Exercise directions → Which lines in the data below contain the string "lists"? Show each one.

Data supplied →

'''

PR #11773, opened 2019-06-18
Use valid number of backslashes, depending on 1 or 2 ticks - 4.3

OskarStark:
Needs rebase after #11771

### DIFF
--- a/reference/configuration/twig.rst
+++ b/reference/configuration/twig.rst
@@ -112,7 +112,7 @@ called to determine the default escaping applied to the template.
 base_template_class
 ~~~~~~~~~~~~~~~~~~~
 
-**type**: ``string`` **default**: ``'Twig\\Template'``
+**type**: ``string`` **default**: ``Twig\Template``
 
 Twig templates are compiled into PHP classes before using them to render
 contents. This option defines the base class from which all the template classes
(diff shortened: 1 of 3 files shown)


reference/configuration/twig.rst
```diff
@@ -112,7 +112,7 @@ called to determine the default escaping applied to the template.
 base_template_class
 ~~~~~~~~~~~~~~~~~~~
 
-**type**: ``string`` **default**: ``'Twig\\Template'``
+**type**: ``string`` **default**: ``Twig\Template``
```
OskarStark: hmm as this is a string `'....'` looks korrekt.... but

reference/forms/types/collection.rst
```diff
@@ -324,7 +324,7 @@ type::
 entry_type
 ~~~~~~~~~~
 
-**type**: ``string`` **default**: ``Symfony\\Component\\Form\\Extension\\Core\\Type\\TextType``
+**type**: ``string`` **default**: ``Symfony\Component\Form\Extension\Core\Type\TextType``
```
OskarStark: ... then we should here add `'` before and after too, right? @javiereguiluz ?

xabbuh (approved):

javiereguiluz:
Thanks Oskar.

reference/forms/types/collection.rst
javiereguiluz: Yes, I added the `'` in both cases because they are strings.

PR #11776, opened 2019-06-18
Replace wrong semi-colons by dots

DylanDelobel:
Minor change that bother me :smiley:

### DIFF
--- a/configuration.rst
+++ b/configuration.rst
@@ -17,9 +17,9 @@ directory, which has this default structure:
     │  └─ services.yaml
     ├─ ...
 
-The ``routes.yaml`` file defines the :doc:`routing configuration </routing>`;
+The ``routes.yaml`` file defines the :doc:`routing configuration </routing>`
 the ``services.yaml`` file configures the services of the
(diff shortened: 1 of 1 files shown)


javiereguiluz:
We'll need some advice from our native English speaker @weaverryan.

I think the current way of adding `;` instead of `.` at the end of each list bullet is correct in English. Even it the entire list is not a single phrase, each bullet is related, so in my opinion matches the *"A list which is a continuous sentence"* description here: http://www.plainenglish.co.uk/punctuating-bulleted-lists.html

See also: https://english.stackexchange.com/questions/75591/semicolons-at-the-end-of-list-items

DylanDelobel:
Oh, never heard of that!

Both look correct but we need consistency!
e.g https://symfony.com/doc/current/configuration.html#managing-multiple-env-files
we have both ways of ending bullet list

javiereguiluz:
The doc you mentioned was updated and now lists always display the semicolons. Given that most (all?) docs use the common English punctuation, I've decided to close this pull request without merging it. I hope you understand it 🙏  and thanks for helping us improve the docs!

'''

Solution below →
I think the current way of adding `;` instead of `.` at the end of each list bullet is correct in English. Even it the entire list is not a single phrase, each bullet is related, so in my opinion matches the *"A list which is a continuous sentence"* description here: http://www.plainenglish.co.uk/punctuating-bulleted-lists.html
The doc you mentioned was updated and now lists always display the semicolons. Given that most (all?) docs use the common English punctuation, I've decided to close this pull request without merging it. I hope you understand it 🙏  and thanks for helping us improve the docs!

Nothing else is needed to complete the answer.